● What to produce:
Copy out all the lines of the data that hold the word "please".

Saved data entries
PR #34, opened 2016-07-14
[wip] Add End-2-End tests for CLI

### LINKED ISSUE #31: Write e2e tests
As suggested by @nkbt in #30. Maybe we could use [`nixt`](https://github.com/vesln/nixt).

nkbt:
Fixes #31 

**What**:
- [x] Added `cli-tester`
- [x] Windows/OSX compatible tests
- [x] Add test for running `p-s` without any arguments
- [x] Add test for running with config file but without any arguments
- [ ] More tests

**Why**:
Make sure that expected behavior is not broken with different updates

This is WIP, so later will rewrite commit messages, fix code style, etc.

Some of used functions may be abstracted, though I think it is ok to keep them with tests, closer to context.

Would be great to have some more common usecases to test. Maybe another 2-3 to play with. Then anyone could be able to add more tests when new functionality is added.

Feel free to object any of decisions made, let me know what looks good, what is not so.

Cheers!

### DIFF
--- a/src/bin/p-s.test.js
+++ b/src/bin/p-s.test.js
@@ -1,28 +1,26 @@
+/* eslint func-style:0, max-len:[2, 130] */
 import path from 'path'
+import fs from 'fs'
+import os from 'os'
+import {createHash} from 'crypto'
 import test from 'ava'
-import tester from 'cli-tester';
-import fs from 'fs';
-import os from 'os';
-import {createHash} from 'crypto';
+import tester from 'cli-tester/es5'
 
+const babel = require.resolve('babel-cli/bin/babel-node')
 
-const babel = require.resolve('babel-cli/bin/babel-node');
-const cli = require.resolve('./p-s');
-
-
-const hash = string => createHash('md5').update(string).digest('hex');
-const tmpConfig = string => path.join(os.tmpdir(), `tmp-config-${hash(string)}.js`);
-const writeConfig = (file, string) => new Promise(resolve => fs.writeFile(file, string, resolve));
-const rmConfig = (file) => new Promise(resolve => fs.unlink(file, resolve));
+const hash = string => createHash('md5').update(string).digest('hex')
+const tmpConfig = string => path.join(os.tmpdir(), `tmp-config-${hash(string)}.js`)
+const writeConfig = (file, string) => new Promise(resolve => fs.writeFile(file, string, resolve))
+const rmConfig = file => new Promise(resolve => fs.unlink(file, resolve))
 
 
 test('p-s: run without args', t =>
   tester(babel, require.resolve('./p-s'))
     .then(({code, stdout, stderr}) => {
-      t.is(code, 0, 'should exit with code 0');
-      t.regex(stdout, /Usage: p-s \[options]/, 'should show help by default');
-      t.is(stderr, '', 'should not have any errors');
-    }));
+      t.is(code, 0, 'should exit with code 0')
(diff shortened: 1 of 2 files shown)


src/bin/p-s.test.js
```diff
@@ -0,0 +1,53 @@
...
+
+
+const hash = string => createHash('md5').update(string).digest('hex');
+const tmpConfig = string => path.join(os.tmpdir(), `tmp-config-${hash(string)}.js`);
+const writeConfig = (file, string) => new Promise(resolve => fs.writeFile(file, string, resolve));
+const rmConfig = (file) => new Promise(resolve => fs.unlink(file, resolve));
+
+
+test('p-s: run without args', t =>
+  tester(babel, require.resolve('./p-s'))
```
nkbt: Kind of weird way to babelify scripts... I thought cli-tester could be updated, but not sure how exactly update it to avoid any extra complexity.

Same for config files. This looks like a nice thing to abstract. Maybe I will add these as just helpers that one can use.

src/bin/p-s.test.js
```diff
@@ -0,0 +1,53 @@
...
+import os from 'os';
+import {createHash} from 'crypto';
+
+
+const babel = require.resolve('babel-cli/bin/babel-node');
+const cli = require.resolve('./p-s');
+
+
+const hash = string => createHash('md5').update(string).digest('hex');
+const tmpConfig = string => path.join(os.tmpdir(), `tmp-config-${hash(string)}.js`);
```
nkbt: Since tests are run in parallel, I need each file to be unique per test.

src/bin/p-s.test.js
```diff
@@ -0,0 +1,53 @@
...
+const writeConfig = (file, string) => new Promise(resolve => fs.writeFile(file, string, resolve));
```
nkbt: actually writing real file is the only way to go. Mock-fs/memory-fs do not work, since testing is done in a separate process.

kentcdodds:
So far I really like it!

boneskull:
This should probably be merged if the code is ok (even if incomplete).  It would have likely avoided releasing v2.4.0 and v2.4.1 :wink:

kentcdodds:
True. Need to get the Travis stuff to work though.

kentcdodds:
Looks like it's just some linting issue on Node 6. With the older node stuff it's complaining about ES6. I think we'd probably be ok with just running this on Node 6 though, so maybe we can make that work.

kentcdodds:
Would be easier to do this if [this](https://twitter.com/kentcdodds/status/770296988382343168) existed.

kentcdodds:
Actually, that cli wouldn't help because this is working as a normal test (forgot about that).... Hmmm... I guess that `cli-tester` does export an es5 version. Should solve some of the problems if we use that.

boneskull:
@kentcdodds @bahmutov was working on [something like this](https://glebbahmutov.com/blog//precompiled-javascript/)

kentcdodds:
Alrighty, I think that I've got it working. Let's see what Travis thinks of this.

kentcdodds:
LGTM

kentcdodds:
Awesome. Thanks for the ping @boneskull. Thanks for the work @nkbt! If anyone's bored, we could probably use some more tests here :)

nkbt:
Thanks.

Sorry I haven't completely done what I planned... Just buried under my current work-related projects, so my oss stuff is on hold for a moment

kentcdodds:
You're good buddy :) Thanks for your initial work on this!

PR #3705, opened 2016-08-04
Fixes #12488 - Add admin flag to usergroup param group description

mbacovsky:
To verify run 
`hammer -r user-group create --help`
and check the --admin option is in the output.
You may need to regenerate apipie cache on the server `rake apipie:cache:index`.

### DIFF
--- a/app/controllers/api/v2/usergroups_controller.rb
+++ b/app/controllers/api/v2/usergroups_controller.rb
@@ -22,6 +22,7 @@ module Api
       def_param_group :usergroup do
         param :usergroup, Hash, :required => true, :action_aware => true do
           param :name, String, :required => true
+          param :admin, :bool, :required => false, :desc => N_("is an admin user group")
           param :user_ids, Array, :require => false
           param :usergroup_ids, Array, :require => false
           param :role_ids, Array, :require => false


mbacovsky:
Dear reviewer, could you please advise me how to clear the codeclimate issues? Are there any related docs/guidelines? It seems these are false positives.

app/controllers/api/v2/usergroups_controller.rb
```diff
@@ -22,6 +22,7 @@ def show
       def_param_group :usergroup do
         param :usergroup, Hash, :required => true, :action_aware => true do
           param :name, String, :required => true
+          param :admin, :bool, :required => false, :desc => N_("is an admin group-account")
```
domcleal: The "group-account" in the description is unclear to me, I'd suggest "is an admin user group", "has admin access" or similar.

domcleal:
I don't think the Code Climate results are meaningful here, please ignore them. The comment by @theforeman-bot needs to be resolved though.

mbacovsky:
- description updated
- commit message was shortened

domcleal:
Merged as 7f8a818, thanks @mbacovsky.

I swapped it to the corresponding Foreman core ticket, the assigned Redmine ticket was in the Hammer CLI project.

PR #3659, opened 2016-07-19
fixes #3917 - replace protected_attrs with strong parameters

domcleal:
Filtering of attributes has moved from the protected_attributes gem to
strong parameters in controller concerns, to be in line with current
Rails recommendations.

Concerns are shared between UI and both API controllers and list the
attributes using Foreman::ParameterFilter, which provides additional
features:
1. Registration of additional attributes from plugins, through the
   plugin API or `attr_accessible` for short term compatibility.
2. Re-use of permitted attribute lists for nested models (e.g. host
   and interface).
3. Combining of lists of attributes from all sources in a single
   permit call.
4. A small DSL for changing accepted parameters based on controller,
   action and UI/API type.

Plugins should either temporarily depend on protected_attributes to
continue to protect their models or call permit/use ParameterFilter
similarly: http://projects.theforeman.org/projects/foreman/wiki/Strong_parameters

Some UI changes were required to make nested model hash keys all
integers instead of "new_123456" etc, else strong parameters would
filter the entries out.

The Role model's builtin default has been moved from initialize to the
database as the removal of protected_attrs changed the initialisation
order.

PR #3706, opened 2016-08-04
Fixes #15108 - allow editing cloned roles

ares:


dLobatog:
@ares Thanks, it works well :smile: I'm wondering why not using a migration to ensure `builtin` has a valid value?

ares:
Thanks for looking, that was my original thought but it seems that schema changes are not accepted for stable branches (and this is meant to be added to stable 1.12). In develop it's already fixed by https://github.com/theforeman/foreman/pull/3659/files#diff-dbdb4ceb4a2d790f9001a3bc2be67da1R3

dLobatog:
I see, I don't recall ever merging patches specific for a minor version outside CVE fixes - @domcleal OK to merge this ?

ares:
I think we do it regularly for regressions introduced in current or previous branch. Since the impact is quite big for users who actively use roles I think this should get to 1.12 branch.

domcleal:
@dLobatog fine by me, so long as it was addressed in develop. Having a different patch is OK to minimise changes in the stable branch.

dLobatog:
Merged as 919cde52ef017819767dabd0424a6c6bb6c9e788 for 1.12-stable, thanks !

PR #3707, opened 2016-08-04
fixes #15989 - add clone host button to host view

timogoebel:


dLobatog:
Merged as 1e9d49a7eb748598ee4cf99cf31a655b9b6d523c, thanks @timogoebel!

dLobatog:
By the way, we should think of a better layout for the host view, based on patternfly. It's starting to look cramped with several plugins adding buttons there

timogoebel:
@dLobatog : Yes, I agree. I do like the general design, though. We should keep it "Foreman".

● Output below:
Dear reviewer, could you please advise me how to clear the codeclimate issues? Are there any related docs/guidelines? It seems these are false positives.
I don't think the Code Climate results are meaningful here, please ignore them. The comment by @theforeman-bot needs to be resolved though.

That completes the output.